======== Dataset extract
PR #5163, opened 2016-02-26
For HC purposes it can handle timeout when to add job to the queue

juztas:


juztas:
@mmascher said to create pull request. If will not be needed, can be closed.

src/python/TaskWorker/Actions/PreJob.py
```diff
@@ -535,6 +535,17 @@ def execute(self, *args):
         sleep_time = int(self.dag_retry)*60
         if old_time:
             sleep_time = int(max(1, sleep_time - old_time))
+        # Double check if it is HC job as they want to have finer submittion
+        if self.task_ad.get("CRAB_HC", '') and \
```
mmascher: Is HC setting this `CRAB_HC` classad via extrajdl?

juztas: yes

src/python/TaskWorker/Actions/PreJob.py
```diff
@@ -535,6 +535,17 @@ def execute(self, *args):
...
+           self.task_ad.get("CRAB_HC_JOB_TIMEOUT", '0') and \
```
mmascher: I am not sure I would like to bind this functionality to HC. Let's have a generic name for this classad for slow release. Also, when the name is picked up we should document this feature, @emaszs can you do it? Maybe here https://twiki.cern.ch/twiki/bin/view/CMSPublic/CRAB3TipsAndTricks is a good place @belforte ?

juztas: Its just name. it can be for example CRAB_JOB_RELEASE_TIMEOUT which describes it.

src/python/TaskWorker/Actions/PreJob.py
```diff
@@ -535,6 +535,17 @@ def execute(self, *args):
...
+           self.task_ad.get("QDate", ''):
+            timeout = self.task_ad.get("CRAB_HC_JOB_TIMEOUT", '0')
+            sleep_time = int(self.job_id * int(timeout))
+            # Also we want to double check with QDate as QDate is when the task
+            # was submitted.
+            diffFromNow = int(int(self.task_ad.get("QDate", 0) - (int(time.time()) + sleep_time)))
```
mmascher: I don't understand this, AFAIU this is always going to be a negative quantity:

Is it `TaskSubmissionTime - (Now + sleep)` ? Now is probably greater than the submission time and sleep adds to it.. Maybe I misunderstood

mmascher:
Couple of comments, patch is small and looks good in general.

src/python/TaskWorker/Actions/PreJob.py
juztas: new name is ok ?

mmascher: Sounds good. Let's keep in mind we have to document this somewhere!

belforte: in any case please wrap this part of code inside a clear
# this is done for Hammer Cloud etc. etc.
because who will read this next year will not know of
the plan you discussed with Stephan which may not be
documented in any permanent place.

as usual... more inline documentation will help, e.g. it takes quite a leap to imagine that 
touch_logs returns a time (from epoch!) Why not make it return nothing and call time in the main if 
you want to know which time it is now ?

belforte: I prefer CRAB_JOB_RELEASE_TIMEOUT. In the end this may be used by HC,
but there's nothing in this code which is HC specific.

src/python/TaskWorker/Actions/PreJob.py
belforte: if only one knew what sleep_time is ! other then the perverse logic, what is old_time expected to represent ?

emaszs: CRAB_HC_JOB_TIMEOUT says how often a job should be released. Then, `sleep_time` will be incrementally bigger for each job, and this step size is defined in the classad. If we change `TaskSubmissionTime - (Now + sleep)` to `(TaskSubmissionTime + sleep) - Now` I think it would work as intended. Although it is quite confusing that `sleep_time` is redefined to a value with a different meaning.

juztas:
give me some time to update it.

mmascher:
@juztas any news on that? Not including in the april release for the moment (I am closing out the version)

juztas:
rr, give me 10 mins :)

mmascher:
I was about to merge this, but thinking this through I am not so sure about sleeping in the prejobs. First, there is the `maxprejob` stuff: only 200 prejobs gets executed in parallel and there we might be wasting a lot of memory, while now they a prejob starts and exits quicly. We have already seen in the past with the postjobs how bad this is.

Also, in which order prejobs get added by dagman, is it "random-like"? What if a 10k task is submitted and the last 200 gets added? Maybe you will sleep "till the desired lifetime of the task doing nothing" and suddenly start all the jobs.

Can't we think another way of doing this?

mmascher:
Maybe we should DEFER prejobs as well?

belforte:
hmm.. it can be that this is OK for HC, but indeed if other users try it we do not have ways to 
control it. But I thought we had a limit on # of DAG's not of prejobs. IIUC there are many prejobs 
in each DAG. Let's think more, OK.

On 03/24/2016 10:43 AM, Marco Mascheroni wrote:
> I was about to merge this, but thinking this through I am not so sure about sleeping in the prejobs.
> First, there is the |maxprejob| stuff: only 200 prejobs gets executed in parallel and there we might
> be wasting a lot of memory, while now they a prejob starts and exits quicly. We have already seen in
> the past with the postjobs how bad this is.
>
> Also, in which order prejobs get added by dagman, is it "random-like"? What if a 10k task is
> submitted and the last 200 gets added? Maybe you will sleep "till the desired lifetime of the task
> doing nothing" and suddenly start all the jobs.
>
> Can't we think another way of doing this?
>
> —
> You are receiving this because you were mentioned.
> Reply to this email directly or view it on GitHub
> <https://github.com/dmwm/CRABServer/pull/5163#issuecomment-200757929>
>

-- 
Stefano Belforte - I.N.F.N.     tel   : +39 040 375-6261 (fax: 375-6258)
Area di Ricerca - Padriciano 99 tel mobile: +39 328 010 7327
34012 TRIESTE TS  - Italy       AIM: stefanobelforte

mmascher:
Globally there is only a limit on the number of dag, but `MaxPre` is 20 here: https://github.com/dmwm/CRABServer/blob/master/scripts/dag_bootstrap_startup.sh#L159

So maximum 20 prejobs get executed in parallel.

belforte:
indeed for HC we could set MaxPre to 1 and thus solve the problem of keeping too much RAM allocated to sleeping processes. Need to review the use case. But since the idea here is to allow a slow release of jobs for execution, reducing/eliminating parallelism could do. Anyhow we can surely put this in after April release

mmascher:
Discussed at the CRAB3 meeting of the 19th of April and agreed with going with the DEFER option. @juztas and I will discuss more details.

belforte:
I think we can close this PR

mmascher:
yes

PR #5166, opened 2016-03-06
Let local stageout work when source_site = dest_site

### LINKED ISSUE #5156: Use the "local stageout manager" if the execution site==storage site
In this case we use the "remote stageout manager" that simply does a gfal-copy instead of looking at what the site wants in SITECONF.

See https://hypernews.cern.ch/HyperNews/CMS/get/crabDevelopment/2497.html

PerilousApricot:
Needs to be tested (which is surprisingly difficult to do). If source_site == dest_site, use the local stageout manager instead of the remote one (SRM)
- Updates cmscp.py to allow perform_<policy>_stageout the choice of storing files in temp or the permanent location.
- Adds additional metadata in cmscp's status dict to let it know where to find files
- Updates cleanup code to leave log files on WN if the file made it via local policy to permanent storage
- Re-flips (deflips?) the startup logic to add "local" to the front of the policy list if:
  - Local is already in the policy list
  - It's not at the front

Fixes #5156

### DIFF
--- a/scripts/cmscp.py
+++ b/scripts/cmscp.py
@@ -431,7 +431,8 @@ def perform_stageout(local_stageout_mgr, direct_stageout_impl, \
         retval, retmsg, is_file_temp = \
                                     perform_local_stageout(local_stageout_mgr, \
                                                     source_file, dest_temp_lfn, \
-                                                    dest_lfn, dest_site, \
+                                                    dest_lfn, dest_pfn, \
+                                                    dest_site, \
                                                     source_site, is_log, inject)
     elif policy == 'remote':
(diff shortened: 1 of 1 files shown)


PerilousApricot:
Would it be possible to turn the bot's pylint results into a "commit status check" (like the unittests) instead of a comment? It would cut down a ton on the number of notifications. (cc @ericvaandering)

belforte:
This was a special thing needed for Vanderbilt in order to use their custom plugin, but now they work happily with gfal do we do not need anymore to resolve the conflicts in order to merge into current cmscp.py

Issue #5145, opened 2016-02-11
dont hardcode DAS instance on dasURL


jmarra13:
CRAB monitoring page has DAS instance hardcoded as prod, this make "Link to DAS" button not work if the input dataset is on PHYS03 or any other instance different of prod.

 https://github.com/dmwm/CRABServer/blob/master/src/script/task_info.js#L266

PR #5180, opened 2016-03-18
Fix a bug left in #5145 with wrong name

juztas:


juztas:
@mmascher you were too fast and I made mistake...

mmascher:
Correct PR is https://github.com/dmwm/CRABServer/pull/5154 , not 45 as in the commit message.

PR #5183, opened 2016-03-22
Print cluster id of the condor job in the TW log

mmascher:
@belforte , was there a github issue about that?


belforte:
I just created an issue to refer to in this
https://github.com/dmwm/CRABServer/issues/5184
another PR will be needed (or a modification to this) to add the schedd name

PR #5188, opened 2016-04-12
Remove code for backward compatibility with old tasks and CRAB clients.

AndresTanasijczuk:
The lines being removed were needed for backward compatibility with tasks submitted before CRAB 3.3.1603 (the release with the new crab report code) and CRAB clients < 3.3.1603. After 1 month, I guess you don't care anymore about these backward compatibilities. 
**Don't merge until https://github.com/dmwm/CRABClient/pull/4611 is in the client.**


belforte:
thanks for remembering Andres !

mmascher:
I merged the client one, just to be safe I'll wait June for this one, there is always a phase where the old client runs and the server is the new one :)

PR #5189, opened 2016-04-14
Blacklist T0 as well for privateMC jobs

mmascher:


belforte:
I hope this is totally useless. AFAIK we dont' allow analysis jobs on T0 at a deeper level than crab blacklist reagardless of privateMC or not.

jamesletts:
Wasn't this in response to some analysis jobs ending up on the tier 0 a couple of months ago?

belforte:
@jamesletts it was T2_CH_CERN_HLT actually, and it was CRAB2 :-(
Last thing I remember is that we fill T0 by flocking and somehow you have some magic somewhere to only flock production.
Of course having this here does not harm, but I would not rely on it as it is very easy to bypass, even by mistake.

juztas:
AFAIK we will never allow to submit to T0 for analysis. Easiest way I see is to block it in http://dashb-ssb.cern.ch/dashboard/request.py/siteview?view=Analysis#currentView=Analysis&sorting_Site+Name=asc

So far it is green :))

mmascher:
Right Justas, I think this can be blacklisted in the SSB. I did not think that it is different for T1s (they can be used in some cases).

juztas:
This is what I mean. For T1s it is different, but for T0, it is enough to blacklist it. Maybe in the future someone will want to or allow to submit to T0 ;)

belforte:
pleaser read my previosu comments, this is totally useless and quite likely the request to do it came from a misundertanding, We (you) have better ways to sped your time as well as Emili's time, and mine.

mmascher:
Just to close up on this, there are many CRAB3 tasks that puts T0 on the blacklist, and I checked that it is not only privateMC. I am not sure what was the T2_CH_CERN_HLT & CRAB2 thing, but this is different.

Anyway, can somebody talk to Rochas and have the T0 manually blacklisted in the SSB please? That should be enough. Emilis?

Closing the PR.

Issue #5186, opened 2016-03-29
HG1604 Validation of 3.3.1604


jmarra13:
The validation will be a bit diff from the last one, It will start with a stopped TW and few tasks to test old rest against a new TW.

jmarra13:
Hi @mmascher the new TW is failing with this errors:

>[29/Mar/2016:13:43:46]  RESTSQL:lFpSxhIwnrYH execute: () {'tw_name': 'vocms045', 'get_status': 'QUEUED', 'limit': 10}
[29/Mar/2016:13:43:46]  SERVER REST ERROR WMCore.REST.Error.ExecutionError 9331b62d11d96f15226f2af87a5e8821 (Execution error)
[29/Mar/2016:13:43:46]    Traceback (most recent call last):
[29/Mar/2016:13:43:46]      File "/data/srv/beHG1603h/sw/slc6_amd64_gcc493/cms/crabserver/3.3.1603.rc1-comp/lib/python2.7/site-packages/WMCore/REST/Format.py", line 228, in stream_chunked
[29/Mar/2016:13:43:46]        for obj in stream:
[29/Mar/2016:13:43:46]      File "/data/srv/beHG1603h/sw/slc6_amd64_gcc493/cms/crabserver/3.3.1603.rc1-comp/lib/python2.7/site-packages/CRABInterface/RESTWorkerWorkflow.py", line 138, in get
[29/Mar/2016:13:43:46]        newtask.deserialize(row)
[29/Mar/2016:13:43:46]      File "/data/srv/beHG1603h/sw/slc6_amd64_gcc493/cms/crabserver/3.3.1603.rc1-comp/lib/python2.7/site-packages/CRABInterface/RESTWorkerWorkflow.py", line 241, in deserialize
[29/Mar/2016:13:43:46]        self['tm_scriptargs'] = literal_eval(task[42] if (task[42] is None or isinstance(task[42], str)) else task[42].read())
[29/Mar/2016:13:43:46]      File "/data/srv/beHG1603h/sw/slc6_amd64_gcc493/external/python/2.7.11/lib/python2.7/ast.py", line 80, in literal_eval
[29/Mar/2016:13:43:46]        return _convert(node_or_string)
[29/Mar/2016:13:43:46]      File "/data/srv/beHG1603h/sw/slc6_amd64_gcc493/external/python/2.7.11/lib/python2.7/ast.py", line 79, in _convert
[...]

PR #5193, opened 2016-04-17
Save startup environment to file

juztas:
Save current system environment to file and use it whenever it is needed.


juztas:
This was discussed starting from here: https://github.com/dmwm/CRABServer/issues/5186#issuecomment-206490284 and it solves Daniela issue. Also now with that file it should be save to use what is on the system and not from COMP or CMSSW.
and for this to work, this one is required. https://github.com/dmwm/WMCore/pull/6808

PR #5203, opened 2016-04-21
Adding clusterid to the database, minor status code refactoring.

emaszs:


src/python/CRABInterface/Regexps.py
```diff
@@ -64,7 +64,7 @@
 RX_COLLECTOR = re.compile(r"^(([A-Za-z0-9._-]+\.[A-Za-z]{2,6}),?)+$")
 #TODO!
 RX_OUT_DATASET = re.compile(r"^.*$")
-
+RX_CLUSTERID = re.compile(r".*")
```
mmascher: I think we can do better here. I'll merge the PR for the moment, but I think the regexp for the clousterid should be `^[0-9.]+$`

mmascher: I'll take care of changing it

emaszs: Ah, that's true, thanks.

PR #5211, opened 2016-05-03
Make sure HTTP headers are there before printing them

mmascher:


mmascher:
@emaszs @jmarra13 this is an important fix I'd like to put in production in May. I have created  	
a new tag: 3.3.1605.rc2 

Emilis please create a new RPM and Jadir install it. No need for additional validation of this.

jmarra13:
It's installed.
================
* **About this task**
Output the lines above between the one holding "and for this" and the one holding "mmascher: I think", inclusive, with nothing before or after them.

* **Problem solution**
and for this to work, this one is required. https://github.com/dmwm/WMCore/pull/6808

PR #5203, opened 2016-04-21
Adding clusterid to the database, minor status code refactoring.

emaszs:


src/python/CRABInterface/Regexps.py
```diff
@@ -64,7 +64,7 @@
 RX_COLLECTOR = re.compile(r"^(([A-Za-z0-9._-]+\.[A-Za-z]{2,6}),?)+$")
 #TODO!
 RX_OUT_DATASET = re.compile(r"^.*$")
-
+RX_CLUSTERID = re.compile(r".*")
```
mmascher: I think we can do better here. I'll merge the PR for the moment, but I think the regexp for the clousterid should be `^[0-9.]+$`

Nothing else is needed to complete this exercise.